▸ **Exercise goal**: Find the line containing "for better modularity**", then output it and every line after it through the end of the listing below, exactly as written.

▸ **Data supplied**:
PR #30394, opened 2026-08-11
Fix Pod mount freshness and isolate warm invocation tokens

fontanierh:
## Description

- Disable GCSFuse list, metadata, and negative metadata caches on shared Pod and conversation mounts so writes from another sandbox or Front are visible immediately. Independent GCSFuse clients previously retained directory listings and metadata for 60 seconds, plus negative lookups for 5 seconds; only the client performing a local mutation invalidated its entries.
- Make warm function execution an explicit fast-function opt-in. Durable functions stay cold while they may shell out to tool clients.
- Remove the sandbox token and Pod user identity at the warm worker process boundary. Warm handlers receive the current values only through their per-invocation context. This closes the Bun behavior where nested processes inherited the worker's native startup environment even after JavaScript deleted the corresponding `process.env` entries.
- Leave the generated Pod Functions guidance and image-generation context behavior unchanged for their separate work streams.

## Tests

- `npm test -- lib/api/file_system/sandbox/gcs_sandbox_mount_adapter.test.ts lib/resources/sandbox_function_invocation_resource.test.ts` (53 tests)
- `bun test` in `cli/dust-sandbox/functions-runner` (125 tests)
- `cargo test commands::function::warm::tests -- --nocapture` (12 tests)
- `cargo clippy --all-targets -- -D warnings`
- `cargo fmt --all -- --check`
- Biome on the four changed Front files

## Risk

- Disabling GCSFuse caches increases metadata and listing requests. Monitor GCS request volume and mount latency; the flags are independently reversible.
- The Front opt-in must not reach any sandbox running an older dsbx that still inherits invocation secrets into warm workers.

## Deploy Plan

1. Publish the new dsbx and deploy the corresponding sandbox image. With the old Front, the new binary receives no opt-in flag and defaults every function to cold execution.
2. Recreate every existing Pod and conversation sandbox, including sleeping sandboxes, and verify no old-dsbx sandbox remains. This first recycle establishes the token boundary before Front can enable fast-function warming.
3. Deploy Front, which opts only fast functions into warming. Durable functions remain cold.
4. Recreate or remount Pod and conversation sandboxes again so Front supplies the uncached GCSFuse flags. Wake alone preserves existing mounts and is insufficient.
5. Monitor GCS request volume and latency, warm versus cold function-run metrics, and sandbox token errors.

### DIFF
--- a/front/lib/api/file_system/sandbox/gcs_sandbox_mount_adapter.ts
+++ b/front/lib/api/file_system/sandbox/gcs_sandbox_mount_adapter.ts
@@ -69,10 +69,11 @@ function tokenUrl(index: number): string {
  * Per-target mount profile.
  *
  * - "workload": root-mounted with `allow_other` so the unprivileged sandbox
- *   users can access it; permissive file/dir modes; 60s kernel list cache
- *   (read-mostly workloads). All agent-facing mounts.
+ *   users can access it; permissive file/dir modes. All agent-facing mounts
+ *   are shared mutable filesystems, so namespace and metadata caching are
+ *   disabled: writes from another sandbox or Front must be visible immediately.
  * - "pod_sandbox_functions": same access model as "workload", but without
- *   kernel list caching so newly published functions are visible immediately.
+ *   caching so newly published or replaced functions are visible immediately.
  * - "pod_state_replica": mounted AS `dust-state` (via runuser) so the FUSE
  *   default — only the mounting user can access the fs — makes it invisible to
  *   every other uid, including the untrusted workload uid 1003 and root. No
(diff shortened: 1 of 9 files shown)


front/lib/api/file_system/sandbox/gcs_sandbox_mount_adapter.ts
flvndvd, line 427: I thought conversation was purely local, did we change this? Is it being mounted on more than one sandbox? If no, any chance we can configure this at the target level and apply the appropriate cache flags?

flvndvd (approved):

front/lib/api/file_system/sandbox/gcs_sandbox_mount_adapter.ts
fontanierh: Yep that's fair

fontanierh: Actually not really. Front writes uploads, tool outputs, and file operations directly to the same GCS prefix so we have the problem there as well.

We can't use caching at all :/

flvndvd: Damn.

PR #30396, opened 2026-08-12
fix: prevent "Today (partial)" reference line label from being clippe…

avervaet:
## Description

Until now, the “Today (partial)” reference-line label in the workspace consumption chart could be clipped because the chart’s top margin was too small.

**Before:**
Capture d’écran 2026-08-12 à 09 51 50

**After:**
Capture d’écran 2026-08-12 à 09 52 08

**Centralize chart layout constants for better modularity**

Chart height and margin values were previously duplicated and hardcoded across individual chart components, leading to clunky, ad-hoc imports between files. This PR centralizes those shared constants in front/components/charts/constants.ts so charts pull from a single source instead of reaching into each other or repeating values.

Updates the observability, Poke analytics, and workspace analytics charts to consume the shared constants
This is purely a layout and constants-refactoring change, chart data, series, legends, and interactions are unchanged.

## Risk

This is a frontend-only change with no backend, data-model, or migration impact. The main risk is a visual regression in one of the charts touched by the shared-constant import updates. Existing chart dimensions and margins are preserved except for the intentional consumption-chart top-margin increase, and the change can be safely reverted without cleanup.

## Deploy Plan

- Deploy front

### DIFF
--- a/front/components/agent_builder/observability/charts/DatasourceRetrievalTreemapChart.tsx
+++ b/front/components/agent_builder/observability/charts/DatasourceRetrievalTreemapChart.tsx
@@ -1,7 +1,4 @@
-import {
-  CHART_HEIGHT,
-  CONVERSATION_FILES_AGGREGATE_KEY,
-} from "@app/components/agent_builder/observability/constants";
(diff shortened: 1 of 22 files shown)


adrsimon (approved):
clean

▸ **Your response**:
**Centralize chart layout constants for better modularity**

Chart height and margin values were previously duplicated and hardcoded across individual chart components, leading to clunky, ad-hoc imports between files. This PR centralizes those shared constants in front/components/charts/constants.ts so charts pull from a single source instead of reaching into each other or repeating values.

Updates the observability, Poke analytics, and workspace analytics charts to consume the shared constants
This is purely a layout and constants-refactoring change, chart data, series, legends, and interactions are unchanged.

## Risk

This is a frontend-only change with no backend, data-model, or migration impact. The main risk is a visual regression in one of the charts touched by the shared-constant import updates. Existing chart dimensions and margins are preserved except for the intentional consumption-chart top-margin increase, and the change can be safely reverted without cleanup.

## Deploy Plan

- Deploy front

### DIFF
--- a/front/components/agent_builder/observability/charts/DatasourceRetrievalTreemapChart.tsx
+++ b/front/components/agent_builder/observability/charts/DatasourceRetrievalTreemapChart.tsx
@@ -1,7 +1,4 @@
-import {
-  CHART_HEIGHT,
-  CONVERSATION_FILES_AGGREGATE_KEY,
-} from "@app/components/agent_builder/observability/constants";
(diff shortened: 1 of 22 files shown)


adrsimon (approved):
clean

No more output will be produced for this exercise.